▸ **Exercise requirements**:
Find the line with "Reviewing the diff" and the line with "Closed in favor of #2652." in the entries below; output exactly those two lines, every line between them, and no others.

Start of Data for analysis

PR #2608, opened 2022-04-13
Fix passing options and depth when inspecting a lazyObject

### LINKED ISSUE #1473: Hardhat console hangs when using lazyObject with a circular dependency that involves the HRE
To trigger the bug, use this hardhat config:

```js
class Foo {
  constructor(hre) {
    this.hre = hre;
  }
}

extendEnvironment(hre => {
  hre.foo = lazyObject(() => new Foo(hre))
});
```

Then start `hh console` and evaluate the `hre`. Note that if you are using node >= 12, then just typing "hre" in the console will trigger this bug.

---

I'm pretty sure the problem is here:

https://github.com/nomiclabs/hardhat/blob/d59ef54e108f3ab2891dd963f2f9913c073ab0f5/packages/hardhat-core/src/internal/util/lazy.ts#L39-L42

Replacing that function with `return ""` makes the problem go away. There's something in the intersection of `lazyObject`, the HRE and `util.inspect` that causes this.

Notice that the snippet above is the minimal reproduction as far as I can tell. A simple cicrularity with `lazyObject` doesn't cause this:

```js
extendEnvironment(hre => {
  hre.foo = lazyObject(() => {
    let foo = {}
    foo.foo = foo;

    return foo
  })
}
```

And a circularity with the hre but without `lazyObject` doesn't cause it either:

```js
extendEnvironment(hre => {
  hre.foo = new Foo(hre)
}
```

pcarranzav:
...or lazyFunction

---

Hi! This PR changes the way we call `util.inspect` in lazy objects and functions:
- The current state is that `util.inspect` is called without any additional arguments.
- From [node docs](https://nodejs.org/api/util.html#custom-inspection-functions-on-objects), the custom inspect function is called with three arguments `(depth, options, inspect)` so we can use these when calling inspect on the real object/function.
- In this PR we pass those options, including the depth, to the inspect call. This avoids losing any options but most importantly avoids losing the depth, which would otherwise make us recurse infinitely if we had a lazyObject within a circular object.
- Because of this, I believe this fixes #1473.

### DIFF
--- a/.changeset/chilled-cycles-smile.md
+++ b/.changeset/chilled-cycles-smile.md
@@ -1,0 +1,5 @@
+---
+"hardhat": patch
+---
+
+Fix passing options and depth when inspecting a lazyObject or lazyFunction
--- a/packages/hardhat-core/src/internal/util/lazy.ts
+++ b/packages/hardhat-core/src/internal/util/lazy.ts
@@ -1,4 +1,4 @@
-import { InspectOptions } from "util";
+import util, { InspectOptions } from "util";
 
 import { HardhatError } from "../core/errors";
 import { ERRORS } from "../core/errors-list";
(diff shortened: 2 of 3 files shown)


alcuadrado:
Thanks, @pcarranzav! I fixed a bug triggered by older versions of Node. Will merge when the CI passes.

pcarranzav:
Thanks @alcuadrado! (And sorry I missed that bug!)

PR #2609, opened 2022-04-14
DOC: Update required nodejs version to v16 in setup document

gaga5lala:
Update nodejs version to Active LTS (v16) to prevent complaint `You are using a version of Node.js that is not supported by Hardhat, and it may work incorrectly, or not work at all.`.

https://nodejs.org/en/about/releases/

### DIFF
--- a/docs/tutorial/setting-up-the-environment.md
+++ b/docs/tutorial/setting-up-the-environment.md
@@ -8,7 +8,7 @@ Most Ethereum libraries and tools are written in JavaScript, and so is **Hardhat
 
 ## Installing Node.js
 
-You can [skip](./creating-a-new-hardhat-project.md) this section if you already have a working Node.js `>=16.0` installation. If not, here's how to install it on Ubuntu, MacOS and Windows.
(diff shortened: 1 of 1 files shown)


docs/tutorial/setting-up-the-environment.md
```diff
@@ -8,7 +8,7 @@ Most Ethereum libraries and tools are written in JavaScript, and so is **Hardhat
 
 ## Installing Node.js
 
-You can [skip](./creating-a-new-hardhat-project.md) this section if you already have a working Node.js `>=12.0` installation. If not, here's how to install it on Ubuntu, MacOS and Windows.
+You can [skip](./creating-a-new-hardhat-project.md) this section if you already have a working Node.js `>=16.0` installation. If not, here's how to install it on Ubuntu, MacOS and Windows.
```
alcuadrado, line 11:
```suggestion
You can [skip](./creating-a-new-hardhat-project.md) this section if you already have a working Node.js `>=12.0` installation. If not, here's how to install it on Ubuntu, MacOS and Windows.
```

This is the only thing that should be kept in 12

End of Data for analysis
Start of Data for analysis

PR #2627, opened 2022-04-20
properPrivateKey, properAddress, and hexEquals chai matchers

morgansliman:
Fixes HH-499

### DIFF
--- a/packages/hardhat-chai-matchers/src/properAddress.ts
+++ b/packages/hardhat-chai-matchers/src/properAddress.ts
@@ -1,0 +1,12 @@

End of Data for analysis
Start of Data for analysis

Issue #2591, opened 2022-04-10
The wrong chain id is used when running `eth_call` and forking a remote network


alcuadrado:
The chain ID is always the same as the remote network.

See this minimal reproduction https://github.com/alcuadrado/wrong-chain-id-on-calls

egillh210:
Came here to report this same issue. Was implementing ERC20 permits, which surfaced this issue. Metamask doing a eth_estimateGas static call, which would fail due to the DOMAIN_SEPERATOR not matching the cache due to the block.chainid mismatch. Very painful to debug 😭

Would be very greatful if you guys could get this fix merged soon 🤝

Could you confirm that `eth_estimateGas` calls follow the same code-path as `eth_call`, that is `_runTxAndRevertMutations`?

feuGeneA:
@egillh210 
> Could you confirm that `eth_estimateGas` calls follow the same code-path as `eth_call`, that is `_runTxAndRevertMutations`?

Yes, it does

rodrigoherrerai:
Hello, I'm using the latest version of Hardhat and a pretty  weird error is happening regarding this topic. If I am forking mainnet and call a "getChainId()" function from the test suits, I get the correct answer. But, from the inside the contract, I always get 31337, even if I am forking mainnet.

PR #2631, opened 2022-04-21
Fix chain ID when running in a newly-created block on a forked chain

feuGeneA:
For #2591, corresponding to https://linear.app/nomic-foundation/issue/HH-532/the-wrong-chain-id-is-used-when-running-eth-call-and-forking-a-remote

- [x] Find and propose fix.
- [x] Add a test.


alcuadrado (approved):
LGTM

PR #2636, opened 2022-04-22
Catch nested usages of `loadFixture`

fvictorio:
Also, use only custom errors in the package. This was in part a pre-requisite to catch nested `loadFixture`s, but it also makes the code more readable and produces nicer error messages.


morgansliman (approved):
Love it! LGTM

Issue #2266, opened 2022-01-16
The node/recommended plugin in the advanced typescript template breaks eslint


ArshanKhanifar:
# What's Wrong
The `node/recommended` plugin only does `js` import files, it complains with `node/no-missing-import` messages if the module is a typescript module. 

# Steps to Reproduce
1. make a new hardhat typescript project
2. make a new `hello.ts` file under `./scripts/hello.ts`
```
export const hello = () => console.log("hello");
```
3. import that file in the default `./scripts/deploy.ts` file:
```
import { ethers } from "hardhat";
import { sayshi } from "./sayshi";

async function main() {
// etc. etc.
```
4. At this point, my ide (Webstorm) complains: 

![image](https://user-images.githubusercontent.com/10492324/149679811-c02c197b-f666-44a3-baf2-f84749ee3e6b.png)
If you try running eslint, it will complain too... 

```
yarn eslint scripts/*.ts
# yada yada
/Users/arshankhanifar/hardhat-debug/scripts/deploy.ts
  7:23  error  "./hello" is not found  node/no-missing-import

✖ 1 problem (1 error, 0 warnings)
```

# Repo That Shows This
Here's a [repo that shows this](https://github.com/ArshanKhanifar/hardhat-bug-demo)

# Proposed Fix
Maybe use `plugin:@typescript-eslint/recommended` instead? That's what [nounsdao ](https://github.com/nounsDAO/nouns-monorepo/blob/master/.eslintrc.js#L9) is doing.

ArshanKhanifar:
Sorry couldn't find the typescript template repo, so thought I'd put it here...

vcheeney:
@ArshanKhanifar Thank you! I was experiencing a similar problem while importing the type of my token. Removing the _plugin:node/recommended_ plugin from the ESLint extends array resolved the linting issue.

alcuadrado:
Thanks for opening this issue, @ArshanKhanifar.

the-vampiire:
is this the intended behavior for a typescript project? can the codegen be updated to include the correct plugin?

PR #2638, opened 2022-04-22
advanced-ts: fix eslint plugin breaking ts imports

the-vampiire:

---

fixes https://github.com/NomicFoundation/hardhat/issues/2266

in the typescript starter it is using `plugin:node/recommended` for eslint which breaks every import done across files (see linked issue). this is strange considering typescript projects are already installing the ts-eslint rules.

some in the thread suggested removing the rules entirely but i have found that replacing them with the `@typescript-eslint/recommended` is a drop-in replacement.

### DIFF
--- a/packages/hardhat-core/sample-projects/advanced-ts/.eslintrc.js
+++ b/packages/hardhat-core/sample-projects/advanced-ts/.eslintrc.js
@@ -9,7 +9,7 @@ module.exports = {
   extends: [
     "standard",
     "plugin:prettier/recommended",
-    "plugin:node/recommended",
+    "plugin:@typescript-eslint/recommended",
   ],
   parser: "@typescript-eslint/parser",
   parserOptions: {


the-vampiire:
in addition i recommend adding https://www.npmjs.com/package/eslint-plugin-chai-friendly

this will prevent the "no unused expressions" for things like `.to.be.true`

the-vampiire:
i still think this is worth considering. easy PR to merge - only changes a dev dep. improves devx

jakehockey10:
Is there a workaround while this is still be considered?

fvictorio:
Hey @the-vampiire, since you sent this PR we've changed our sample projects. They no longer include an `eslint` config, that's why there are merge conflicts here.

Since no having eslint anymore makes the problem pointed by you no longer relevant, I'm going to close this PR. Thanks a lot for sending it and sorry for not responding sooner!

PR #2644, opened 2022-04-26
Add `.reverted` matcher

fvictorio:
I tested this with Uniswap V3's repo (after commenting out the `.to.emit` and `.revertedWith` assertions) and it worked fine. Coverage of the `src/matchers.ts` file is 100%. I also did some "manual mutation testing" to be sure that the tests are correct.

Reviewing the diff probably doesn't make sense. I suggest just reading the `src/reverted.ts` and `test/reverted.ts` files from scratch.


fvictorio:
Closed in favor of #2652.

End of Data for analysis

▸ **Reply**:
Reviewing the diff probably doesn't make sense. I suggest just reading the `src/reverted.ts` and `test/reverted.ts` files from scratch.


fvictorio:
Closed in favor of #2652.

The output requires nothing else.